Im Jahr 2022 hatten wir in der Schweiz die tiefste Arbeitslosenquote seit über 20 Jahren! Wir von Loopings wollten von Expert:innen wissen, wie es zu diesem Wandel kam und was das für ältere Stellensuchende und für die Zukunft des Schweizer Arbeitsmarkts bedeutet. In diesem Sammel-Interview erfahrt ihr Hintergrundinfos, Einschätzungen und Prognosen von Simon Wey vom Schweizerischen Arbeitgeberverband, Thomas Bauer von Travail.Suisse, Anina Hille von der Hochschule Luzern, Michael Hasler von newplace AG und Erika Bachmann vom RAV Staffelstrasse in Zürich.

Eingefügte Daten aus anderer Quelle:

PR #4148, opened 2020-07-16
[expat] Fix AddressSanitizer link errors (fixes #4143)

### LINKED ISSUE #4143: Need help setting LDFLAGS for Expat (in context of chromium.org bug 23225)
Dear oss-fuzz team,

currently the oss-fuzz build for Expat is failing as reported at https://bugs.chromium.org/p/oss-fuzz/issues/detail?id=23225 . The page says `If you have any questions, please create an issue at https://github.com/google/oss-fuzz/issues/new` near the top so I have come to this place…

I have determined that lack of setting `LDFLAGS` seems to be the issue and that setting `LDFLAGS` to the same value that `CFLAGS` is set to may fix the ASan related link errors. The code that sets these `CFLAGS` does not seem to be in here. Where can it be found? Can you apply the suggested fix and give it a try? Thank you! :pray:

Best, Sebastian

hartwork:
Fixes #4143

Thank you! :pray:

### DIFF
--- a/projects/expat/build.sh
+++ b/projects/expat/build.sh
@@ -15,9 +15,33 @@
 #
 ################################################################################
 
+: ${LD:="${CXX}"}
+: ${LDFLAGS:="${CXXFLAGS}"}  # to make sure we link with sanitizer runtime
+
+cmake_args=(
+    # Specific to Expat
+    -DEXPAT_BUILD_FUZZERS=ON
+    -DEXPAT_OSSFUZZ_BUILD=ON
+    -DEXPAT_SHARED_LIBS=OFF
+
+    # C compiler
+    -DCMAKE_C_COMPILER="${CC}"
+    -DCMAKE_C_FLAGS="${CFLAGS}"
+
+    # C++ compiler
+    -DCMAKE_CXX_COMPILER="${CXX}"
+    -DCMAKE_CXX_FLAGS="${CXXFLAGS}"
+
+    # Linker
+    -DCMAKE_LINKER="${LD}"
+    -DCMAKE_EXE_LINKER_FLAGS="${LDFLAGS}"
+    -DCMAKE_MODULE_LINKER_FLAGS="${LDFLAGS}"
+    -DCMAKE_SHARED_LINKER_FLAGS="${LDFLAGS}"
+)
+
 mkdir -p build
 cd build
-cmake ../expat -DEXPAT_BUILD_FUZZERS=ON -DEXPAT_OSSFUZZ_BUILD=ON -DEXPAT_SHARED_LIBS=OFF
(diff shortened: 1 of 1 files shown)


projects/expat/build.sh
```diff
@@ -15,6 +15,8 @@
 #
 ################################################################################
 
+export LDFLAGS="${CFLAGS}"  # for AddressSanitizer
```
Dor1s, line 18: nit: I'd fix the comment to say "to make sure we link with sanitizer runtime"

hartwork: Alright, no problem. Done.

inferno-chromium:
please check the i386 build failure.

hartwork:
It seems the CI does not run the content of the commit it says to test. The log at https://github.com/google/oss-fuzz/runs/879397727?check_suite_focus=true#step:7:557 shows that this is not actually the code of commit 12608265193358f2a8b080172818cf16c40f73e4 but that's what the page says. Weird. 

The way I read…
```
     /usr/local/bin/clang++    -fno-strict-aliasing -fvisibility=hidden    -o CMakeFiles/cmTC_305c2.dir/testCXXCompiler.cxx.o -c /src/expat/build/CMakeFiles/CMakeTmp/testCXXCompiler.cxx
    Linking CXX executable cmTC_305c2
    /usr/local/bin/cmake -E cmake_link_script CMakeFiles/cmTC_305c2.dir/link.txt --verbose=1
    /usr/local/bin/clang++    -fno-strict-aliasing -fvisibility=hidden   -m32 -O1 -fno-omit-frame-pointer -gline-tables-only -DFUZZING_BUILD_MODE_UNSAFE_FOR_PRODUCTION -fsanitize=address -fsanitize-address-use-after-scope -fsanitize=fuzzer-no-link -stdlib=libc++  -rdynamic CMakeFiles/cmTC_305c2.dir/testCXXCompiler.cxx.o  -o cmTC_305c2 
    /usr/bin/ld: i386:x86-64 architecture of input file `CMakeFiles/cmTC_305c2.dir/testCXXCompiler.cxx.o' is incompatible with i386 output
    clang-11: error: linker command failed with exit code 1 (use -v to see invocation)
```
…CMake does not fully pass CFLAGS and LDFLAGS to clang++ when building the `.o` file above. The three consecutive spaces confirm to me that it pastes some variable that should not be empty. I don't feel like reading CMake's own code right now, it's been a long day. Do you have any ideas what's going on here? Is Expat the only project with new i386 issues like that in here?

hartwork:
It seems like explicit `CMAKE_MODULE_LINKER_FLAGS` was the last piece missing. The build is now green :tada:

Simon Wey, Schweizerischer Arbeitgeberverband: Die tiefe Arbeitslosigkeit zeigt, wie ausgetrocknet der Arbeitsmarkt ist. Auch in der Umfrage der Konjunkturforschungsstelle der ETH (KOF) zeigt sich, dass anteilsmässig nach wie vor sehr viele Betriebe den Arbeitskräftemangel als Hemmnis im Alltag wahrnehmen. Eine wichtige Ursache des rasanten Wandels auf dem Arbeitsmarkt war die unerwartet starke und international fast gleichzeitig erfolgte Erholung der Wirtschaft im Nachgang zur Aufhebung vieler einschneidender Massnahmen zum Schutz vor dem Corona-Virus. Die Betriebe stürzten sich sozusagen fast alle gleichzeitig auf die Arbeitslosen.
Thomas Bauer, Travail.Suisse: Nach der Corona-Pandemie erfolgte ein rascher wirtschaftlicher Aufschwung. Der wirtschaftliche Einbruch war aufgrund der Massnahmen zur Bekämpfung der Pandemie erfolgt, entsprechend startete die Konjunktur nach deren Aufhebung durch. Als Folge davon stieg die Nachfrage nach Arbeitskräften deutlich an. Es wäre aber falsch, die aktuelle Situation zu beschönigen. Ende 2022 waren immer noch 168'000 Personen auf einem RAV als stellensuchend registriert. Insgesamt liegt die Anzahl an erwerbslosen Personen, wenn wir also auch Personen berücksichtigen, welche keine Taggelder der Arbeitslosenversicherung mehr beziehen können, weiterhin deutlich über 200'000. Angesichts des teilweise verbreiteten Arbeitskräftemangels halte ich diese Zahl für hoch. Seit den 1990er Jahren ist die strukturelle Arbeitslosigkeit fast stetig angestiegen. Dies spricht dafür, dass wir im Interesse aller deutlich stärker in die Aus- und Weiterbildung von Arbeitnehmenden investieren sollten.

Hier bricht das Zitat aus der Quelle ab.